In Random Matrix Theory (RMT), few analytic results regarding the spectrum of a real random matrix $\mathbf{X}\in\mathbb{R}^{n\times n}$ with iid entries have been found:
- The probability that all $n$ eigenvalues of a random matrix drawn from the real Ginibri ensemble (all entries are normally distributed) are real is (Edelman, 1997) $$P_\mathbb{R}(n)=2^{-n(n-1)/4}.$$
- The probability that a random matrix drawn from the uniform and symmetric orthogonal invariant ensemble is Hurwitz-stable (all eigenvalues have negative real part) is (Calafiore and Dabbene, 2004) $$P_{H,US}(n)=2^{-n(n+1)/2}.$$
There may very well be others. See this for a quick overview of other results of RMT.
Both of the listed results are of the form $e^{-f_2(n)},$ where $f_2(n)$ is some polynomial of degree $2$ with positive leading coefficient. I believe that this is also true for the probability $P_H(n)$ of a real $n\times n$ matrix being Hurwitz-stable when it is drawn from any (since the set of all real Hurwitz-stable matrices is a cone and this scale-invariant) distribution symmetric about the origin. Simulations support this for normal, spherically uniform and cubically uniform distributions. I think it makes intuitive sense that the exponent must be a polynomial of degree $2$, since $n^2$ entries must coordinate to create the desired spectrum.

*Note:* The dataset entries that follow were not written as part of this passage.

PR #181, opened 2018-10-03
Wait for release jobs to complete before ns pods

HartS:
This adds an additional wait for job completion (determined from the helm release data) before moving on to waiting for pods to become ready.

### DIFF
--- a/qa-pipelines/tasks/cf-deploy-upgrade-common.sh
+++ b/qa-pipelines/tasks/cf-deploy-upgrade-common.sh
@@ -60,23 +60,46 @@ is_namespace_ready() {
         | sort \
         | uniq) ]]
 }
-
-wait_for_namespace() {
-    local namespace="$1"
+wait_for_jobs() {
+    local release=$1
+    local jobs_desired_remaining
     start=$(date +%s)
-    for (( i = 0  ; i < 960 ; i ++ )) ; do
+    for (( i = 0 ; i < 480 ; i ++ )); do
+        # Get the list of all jobs in the helm release, and subtract the value of 'completed' from 'desired'
+        # It would be better to parse this from `helm get manifest`, but since that command is broken in helm 
+        # v2.8.2 (https://github.com/helm/helm/issues/3833) for now we'll parse it from the human-readable status
+        jobs_desired_remaining=$(helm status $release | awk '/==> v1\/Job/ { getline; getline; while (NF>0) { print $2 - $3; getline } }')
+        now=$(date +%s)
+        if [[ $(echo "${jobs_desired_remaining}" | sort -n | tail -1) -le 0 ]]; then
+           printf "\rDone waiting for %s jobs at %s (%ss)..." "${release}" "$(date --rfc-2822)" $((${now} - ${start}))
+           return 0
+        else
+           sleep 10
+        fi
+        printf "\rWaiting for %s jobs at %s (%ss)..." "${release}" "$(date --rfc-2822)" $((${now} - ${start}))
+    done
+    printf "%s jobs not completed\n" "${release}"
+    return 1
+}
+
+wait_for_release() {
+    local release=$1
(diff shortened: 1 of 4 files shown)


qa-pipelines/tasks/cf-deploy-upgrade-common.sh
```diff
@@ -60,23 +60,46 @@ is_namespace_ready() {
...
+    done
+    printf "%s jobs not completed\n" "${release}"
+    return 1
+}
 
-wait_for_namespace() {
-    local namespace="$1"
+wait_for_release() {
+    local release=$1
+    local namespace=$(helm list | awk '$1=="'"$release"'" {print $NF}')
```
mook-as: `helm list "${release}" | awk '$1=="'"$release"'" { print $NF }'` (to avoid having so many releases that it runs off the bottom)?

qa-pipelines/tasks/cf-deploy-upgrade-common.sh
```diff
@@ -60,23 +60,46 @@ is_namespace_ready() {
...
+        printf "\rWaiting for %s jobs at %s (%ss)..." "${release}" "$(date --rfc-2822)" $((${now} - ${start}))
+    done
+    printf "%s jobs not completed\n" "${release}"
+    return 1
+}
 
-wait_for_namespace() {
-    local namespace="$1"
+wait_for_release() {
+    local release=$1
```
mook-as: (and the other place) technically `$1` should be quoted as `"$1"` because it may contain spaces, but in practice I doubt that's a problem. Would shut up shellcheck though :D

qa-pipelines/tasks/cf-deploy-upgrade-common.sh
```diff
@@ -60,23 +60,46 @@ is_namespace_ready() {
...
 }
+wait_for_jobs() {
+    local release=$1
+    local jobs_desired_remaining
+    start=$(date +%s)
+    for (( i = 0 ; i < 480 ; i ++ )); do
+        # Get the list of all jobs in the helm release, and subtract the value of 'completed' from 'desired'
+        # It would be better to parse this from `helm get manifest`, but since that command is broken in helm 
+        # v2.8.2 (https://github.com/helm/helm/issues/3833) for now we'll parse it from the human-readable status
+        jobs_desired_remaining=$(helm status $release | awk '/==> v1\/Job/ { getline; getline; while (NF>0) { print $2 - $3; getline } }')
```
mook-as: Alternatively, do the counting in awk:
```awk
BEGIN         { j=0; c=0 }
/==> v1\/Job/ { getline ; getline ; j=1 }
NF == 0       { j=0 }
j > 0         { c += $2 - $3 }
END           { print c }
```

qa-pipelines/tasks/cf-deploy-upgrade-common.sh
```diff
@@ -60,23 +60,46 @@ is_namespace_ready() {
...
+        now=$(date +%s)
+        if [[ $(echo "${jobs_desired_remaining}" | sort -n | tail -1) -le 0 ]]; then
```
mook-as: Shouldn't that be `-gt`? You have (desired - successful), so it should never be negative.

mook-as: Oh, because I'm an idiot and read the condition backwards; `-le 0` for accept.

qa-pipelines/tasks/cf-deploy-upgrade-common.sh
mook-as: Ah, apparently it's possible to have completed > desired in some situations (kube just ensures that at least one succeeds). So we can't do what I have (unless we clamp `$2 - $3` to `0`), so taking the loop as-is with the `sort` is fine.

PR #184, opened 2018-10-05
Workaround for brain pod containing more objects

HartS:
Now that the acceptance-tests-brain.yaml contains some additional
objects necessary to grant the right permissions to the brain tests, the
run-test script has to create those separately, before running just the
pod yaml with `kubectl run`. Fortunately nothing in the additional
object specs requires substitution, so creating these is pretty
straightforward

### DIFF
--- a/qa-pipelines/tasks/run-test.sh
+++ b/qa-pipelines/tasks/run-test.sh
@@ -28,8 +28,8 @@ set -o allexport
 EXCLUDE_BRAINS_PREFIX=011
 # Set this to define number of parallel ginkgo nodes in the acceptance test pod
 ACCEPTANCE_TEST_NODES=3
-DOMAIN=$(kubectl get pods -o json --namespace scf api-0 | jq -r '.spec.containers[0].env[] | select(.name == "DOMAIN").value')
 CF_NAMESPACE=scf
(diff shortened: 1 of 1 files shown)


qa-pipelines/tasks/run-test.sh
```diff
@@ -74,18 +75,38 @@ EOF
...
 container_status() {
-  kubectl get --output=json --namespace=scf pod $1 \
+  kubectl get --output=json --namespace="${CF_NAMESPACE}" pod $1 \
     | jq '.status.containerStatuses[0].state.terminated.exitCode | tonumber' 2>/dev/null
 }
 
 image=$(awk '$1 == "image:" { gsub(/"/, "", $2); print $2 }' "${CAP_DIRECTORY}/kube/cf${CAP_CHART}/bosh-task/${TEST_NAME}.yaml")
 
+test_pod_yml="${CAP_DIRECTORY}/kube/cf${CAP_CHART}/bosh-task/${TEST_NAME}.yaml"
+test_non_pods_yml=
```
prabalsharma: why this, if its defined below?

prabalsharma:
Did you test this with upgrades? Will brains work with 2.13.3 and also 2.14.1?

qa-pipelines/tasks/run-test.sh
HartS: Because nounset throws an error for the other tests if it's not set

PR #186, opened 2018-10-05
Deploy Azure broker in cf-deploy from configmap info

HartS:
I haven't had the opportunity to test this yet since some recent minor changes/fixes.


HartS:
Made another commit after testing revealed some additional bugs in the deploy-aks script, specifically where it prepares some stuff via helm and sets the redis hostname in the configmap for the azure cf broker deployment to use. I'm pretty confident this will work for a deployment of CF after installing AKS now. However, it still remains to be seen whether things need to be cleaned in the Redis datastore between CF deployments (in the process of testing)

prabalsharma:
this should be part of qa-tests

PR #194, opened 2018-11-15
Use new api role name deploys+upgrades w SCALED_HA

HartS:


prabalsharma:
Looks invalid now. api_role_name=api in CAP 1.3.1 is not needed. Also, CAP 1.3.1 will no longer be supported by QA CI as CAP 1.4 is out.
This can be handled in https://trello.com/c/RxYjkfkr/661-ci-fix-scaledha

PR #198, opened 2018-11-30
Use Standard_D4_v2 for AKS

HartS:
We're seeing failures with HA deployments that have credhub enabled with
any smaller instance types


f0rmiga:
Closing as it is not needed for now. Let's open another PR if the current instance type doesn't fit in the future.

PR #200, opened 2018-12-07
Add GitHub status on all pipelines

mook-as:
This will add a GitHub status marker on the commit associated with the SCF input archive.  The name of the status context is derived from the pipeline name.


mook-as:
Marking WIP for now because I still need @colstrom to update https://hub.docker.com/r/resource/github-status/

mook-as:
Concourse resource updated, this can now be deployed.

PR #30, opened 2023-02-23
Update to current version on-premise

nomssi:
refactoring of the trans_ref_tab_2_tab( ) method signature, so I am submitting all changes for review


larshp:
CHAR01 is not released in steampunk, http://abapedia.org/steampunk-2302-api/

can `TYPE c LENGTH 1` be used instead?

oblomov-dev:
yes just normal string seems also to be no problem, i merged it and fixed it, it should work now. thanks!

PR #50, opened 2023-02-28
use builtin i instead of ddic int4

larshp:


oblomov-dev:
thanks!

oblomov-dev:
image
merged everything together and in addition also tried to cleanup all dependencies today. now abap2ui5 only uses the above artifacts. that looks v702 ready for me. (ignoring the demo apps) abap2ui5 only consists of the handler class and the draft table. so i now only have to to fix the around 150 syntax issues and then it could work! 😅
@larshp if you know any further problems let me know!

PR #70, opened 2023-03-04
adding logic for typekind_struct1

sun-tassein:
When using a flat structure for the screen for example:
image
no binding is happening for any of the fields.

I tracked the issue to the method get_t_attri_by_ref in local class z2ui5_lcl_utility of class Z2UI5_CL_HTTP_HANDLER change in the PR, the dynamic parser was only working for cl_abap_classdescr=>typekind_struct2 which is deep structure, but not for cl_abap_classdescr=>typekind_struct1 which is flat structure.


oblomov-dev:
thanks a lot for debugging and finding the problem! somehow i missed that.

PR #91, opened 2023-03-14
Downport of feature request: Text area - control cursor position

nomssi:
Work was needed specially on the local classes of Z2UI5_CL_HTTP_HANDLER

The code as is would not compile and a I added local interface Z2UI5_LIF_SYSTEM_RUNTIME to avoid a cyclic dependency on 7.5x.

Some helper methods were added.
The logic of trans_ref_tab_2_tab( ) was slightly changed.
_get_t_attri( ) now recursively calls itself for substructures.
I decided to rename the attribute KIND of structure TY_ATTRI to TYPE_KIND, to enable usage of the CORRRESPONDING operator
An alias was introduced to avoid using the long method form z2ui5_if_view~_generic( ), instead we can write _generic( ).
get_prev_when_no_handler( ) had the same logic twice.

While deploying on the BTP public cloud, I have to update older code version generated by other users. 
Maybe the installation guide could provide a roadmap about how to copy the classes to have different version of the code running in parallel. But it might also be a good thing that only one valid version exist, so it will probably be kept up-to-date? but then abapGit can't be used.

I am still not sure how to select the editor/text area when I want to trigger a scroll down.

OK. That is it for now..


oblomov-dev:
Thanks a lot!

Yes the BTP ABAP Public Trial is difficult to handle, when different users want to use different versions, i think there is no elegant way how wo handle this, but we will see.

I check the changes now and keep a look to the focus again.

PR #96, opened 2023-03-17
`io_app` used dynamically

larshp:
set needed, https://rules.abaplint.org/unused_variables/


oblomov-dev:
i set the severity of abaplint checks only down to warning all the time, but forgot that pragmas are also helpful. thanks for the hint!

larshp:
you want to keep main completely clean, or else which rules should be respected?

if I want to contribute something, first thing is that I have to clean up the code, it should not be that way

larshp:
exactly

on warnings: the severity is mainly a feature because it is part of code inspector

but, if there is a warning, the developer will not know if it is something that is to be enforced or not. Ie. better to have it required, or disable the rule.

oblomov-dev:
ah ok, good to know. so warning is more something from the SAP and atc check world but in a serious ci/cd process it is not really useful. ok i am learning and will keep this in mind :)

Is there anything in the literature on this? Perhaps it is possible to show using some sort of scaling argument? Or perhaps the method of either maximum entropy or minimum Fischer information could be useful? Any ideas on how to show this formally or any heuristic considerations regarding why it should be true/not true would be greatly appreciated.